Comparison and use of explainable machine learning-based survival models for heart failure patients.
Objective: Explainable machine learning (XAI) was introduced in this study to improve the interpretability, explainability and transparency of the modelling results. The survex package in R was used to interpret and compare two survival models - the Cox proportional hazards regression (coxph) model and the random survival forest (rfsrc) model - and to estimate overall survival (OS) and its determinants in heart failure (HF) patients using these models.

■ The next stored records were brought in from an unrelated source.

PR #967, opened 2024-09-18
Parse config file w/ jackson and set better TLS defaults

gregschohn:
### Description

* Category  Bug fix
* Why these changes are required? Better security posture.  'Secure by default'
* What is the old behavior before changes and new behavior after changes? Users can now set TLS protocols and any other HTTPS settings that require lists or nested data structures.

### Issues Resolved
https://opensearch.atlassian.net/browse/MIGRATIONS-2014

### Testing
manual testing with `curl -v --insecure https://localhost:9200 --tls-max 1.2` for various values of tls-max.  As configured w/ this PR, the proxy container supports 1.2 and 1.3 only.

### Check List


TrafficCapture/trafficCaptureProxyServer/src/main/java/org/opensearch/migrations/trafficcapture/proxyserver/CaptureProxy.java
```diff
@@ -191,19 +195,20 @@ static Parameters parseArgs(String[] args) {
...
-        builder.put("path.home", configParentDirStr);
-        return builder.build();
+        var httpsSettings =
+            objectMapper.convertValue(configMap, new TypeReference<Map<String, Object>>(){})
+                .entrySet().stream()
+                .filter(kvp -> kvp.getKey().startsWith(HTTPS_CONFIG_PREFIX))
+                .collect(Collectors.toMap(Map.Entry::getKey, Map.Entry::getValue));
+
+        return Settings.builder().loadFromMap(httpsSettings)
+            .put(SSLConfigConstants.SECURITY_SSL_TRANSPORT_ENABLED, false)
```
mikaylathompson, line 209: This looks like we're always setting TLS to false -- is that true? Why?

TrafficCapture/dockerSolution/src/main/docker/elasticsearchWithSearchGuard/Dockerfile
```diff
@@ -19,7 +19,8 @@ RUN sed 's/searchguard/plugins.security/g' $ELASTIC_SEARCH_CONFIG_FILE |  \
 # but maybe not for a demo to show individual steps
 RUN /root/enableTlsConfig.sh $ELASTIC_SEARCH_CONFIG_FILE
 # Alter this config line to either enable(searchguard.disabled: false) or disable(searchguard.disabled: true) HTTP auth
-RUN echo "searchguard.disabled: false" >> $ELASTIC_SEARCH_CONFIG_FILE
+RUN echo -n "searchguard.disabled: false" >> $ELASTIC_SEARCH_CONFIG_FILE  && \
+    echo -n "plugins.security.ssl.http.enabled_protocols: ['TLSv1.2', 'TLSv1.3']" >> $PROXY_TLS_CONFIG_FILE
```
mikaylathompson, line 23: I see that this sets the allowable protocols to `TLSv1.2` and `TLSv1.3`, but this dockerfile only looks relevant for the `elasticsearchWithSearchGuard` stack, not the capture proxy in general. Is that the full scope of the concern here?

mikaylathompson:
Nit(-ish):
> ### Issues Resolved
>
> https://github.com/opensearch-project/opensearch-migrations/pull/967

just links back to itself -- do we have a real issue for this?

TrafficCapture/trafficCaptureProxyServer/src/main/java/org/opensearch/migrations/trafficcapture/proxyserver/CaptureProxy.java
gregschohn: Because that's for the 9300 port setup stuff, which the proxy doesn't use.  I'll add a comment to explain.

TrafficCapture/trafficCaptureProxyServer/src/main/java/org/opensearch/migrations/trafficcapture/proxyserver/CaptureProxy.java
```diff
@@ -191,19 +195,20 @@ static Parameters parseArgs(String[] args) {
 
     @SneakyThrows
     protected static Settings getSettings(@NonNull String configFile) {
```
peternied, line 197: Can we add a unit test since we need coverage + we are touching previously untested coded that apparently had bugs?

TrafficCapture/dockerSolution/src/main/docker/elasticsearchWithSearchGuard/Dockerfile
gregschohn: @AndreKurait - are we using this as a base image for the proxy that we deploy?

TrafficCapture/trafficCaptureProxyServer/src/main/java/org/opensearch/migrations/trafficcapture/proxyserver/CaptureProxy.java
gregschohn: Parsing tests added.  Notice that we get some tests here from the E2E tests.  We just weren't setting compound configurations in the proxy invocation that the E2E scripts were using.  Once I turned that on, things went sideways.

mikaylathompson (approved):
Would like to see confirmation from @AndreKurait  on this point (https://github.com/opensearch-project/opensearch-migrations/pull/967/files#r1765741424), otherwise LGTM

peternied (approved):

Methods: We selected 1159 HF patients hospitalised at the First Affiliated Hospital of Kunming Medical University. First, the performance of the two models was investigated using the C-index, the integrated C/D AUC, and the integrated Brier score. Second, a global explanation of the whole cohort was carried out using the time-dependent variable importance and the partial dependence survival profile. Finally, the SurvSHAP(t) and SurvLIME plots and the ceteris paribus survival profile were used to obtain a local explanation for each patient.
Results: By comparing the C-index, the C/D AUC, and the Brier score, this study showed that the model performance of rfsrc was better than coxph. The global explanation of the whole cohort suggests that the C-reactive protein, lg BNP (brain natriuretic peptide), estimated glomerular filtration rate, albumin, age and blood chloride were significant unfavourable predictors of OS in HF patients in both the cxoph and the rfsrc models. By including individual patients in the model, we can provide a local explanation for each patient, which guides the clinician in individualising the patient's treatment.
Conclusion: By comparison, we conclude that the model performance of rfsrc is better than that of coxph. These two predictive models, which address not only the whole population but also selected patients, can help clinicians personalise the treatment of each HF patient according to his or her specific situation.